Democracy Now! reports that a judge in Seattle ruled last month that eight children who have sued the state of Washington for failing to protect them from climate change can have their day in court. The children, aged 12 to 16, are arguing Washington state has violated its own constitution by failing to protect shared resources as required under the public trust doctrine. The ruling comes after a federal judge in Eugene, Oregon, ruled recently that a similar case in which young people are suing the federal government over its failure to protect them from climate change can also proceed. In that lawsuit, 21 activists ages 9 to 20 argue that the federal government’s actions violate their constitutional rights to life, liberty, and property, and the government has violated its obligation to hold certain natural resources in trust for future generations.

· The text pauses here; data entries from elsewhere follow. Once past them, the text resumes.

PR #2339, opened 2026-07-24
fix(atomic-interop): expired-flow append gate, legs cap, handler-routed recovery, starter recipient validation, known issues

StanislavBreadfulAI:
# What ❔

Follow-ups on the atomic interop flow (review feedback):

- **Allow zero-recovery refunds** — deleted `ManagerNoRecoverableCalls`. A `claimRefund` for a bundle where nothing is recoverable now simply flips the leg to `Reverted` without moving funds instead of reverting.
- **Reject commits into expired flows** — `AtomicFlowManager.append` now reverts (`ManagerFlowDeadlinePassed`) when a settlement-layer root created after the flow's deadline has already been imported on the source chain. `L2InteropRootStorage` tracks the per-chain maximum imported root creation timestamp (`latestInteropRootTimestamp`) to support this. As a general "never commit into an expired flow" protection this is **best effort** (imported roots lag the SL clock, and other chains have their own views — documented at the check). What it enforces unconditionally is ordering on a given chain: reverting a leg requires importing a root with `timestamp > deadline`, and the tracked timestamp is a monotone maximum, so **once a bundle of a flow has been reverted on a chain, no new leg of that flow can ever be appended there**.
- **Cap atomic flows at 8 legs** (`MAX_ATOMIC_FLOW_LEGS`, `ManagerTooManyLegs`) — appending a leg is cheap (one IMT insert), but finalizing any leg verifies one settlement-layer Merkle proof + IMT proof **per leg**, so the leg count must stay bounded. Enforced in the shared preimage validation, so an oversized flow is rejected identically on the append/finalize/refund paths and can never commit a leg.
- **Route `recoverAtomicCall` through the registered asset handler** — the burn in `AssetRouterBase._burn` goes through `assetHandlerAddress[assetId]` (NTV or a custom handler), but recovery hardcoded the NTV. Recovery now uses the same `assetHandlerAddress` lookup (new `IL2AssetHandler` recovery interface; reverts with `AssetHandlerDoesNotExist` if unregistered — which cannot happen for a genuine burn-produced call, since `_burn` always leaves the handler registered).
- **Validate the recipient returned by an indirect call starter** — `_processCallStarter` now applies the same checks to `actualCallStarter.to` that user-supplied starters get: empty ERC-7930 chain reference (the bundle-level destination is authoritative; a starter-returned chain id was previously silently ignored) and a non-zero address.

The State news writes that the petitioners asked a state judge to step in and require the state Department of Ecology to come up with science-based numeric emissions reductions. Washington argued that it has complied with the court’s prior orders and there’s no basis for finding the Department of Ecology in contempt.
One of the plaintiffs in both the federal and state cases is sixteen year old Aji Piper. He said he and others are fighting for their right to live in a world that is healthy, safe and sustainable. “The most concerning thing to me is that our planet will be destroyed and I would have done nothing about it,” he said outside court. “We’re bringing this case because we need to have a stronger voice and right now that’s through the legal system.”
Piper and seven others in Seattle brought their petition in 2014 asking the court to force state officials to adopt new rules to limit carbon emissions based on the best available science. “Ecology has the legal authority and responsibility to remedy the ongoing legal violations of these young people’s fundamental rights,” Andrea Rodgers, the children’s attorney, told the judge.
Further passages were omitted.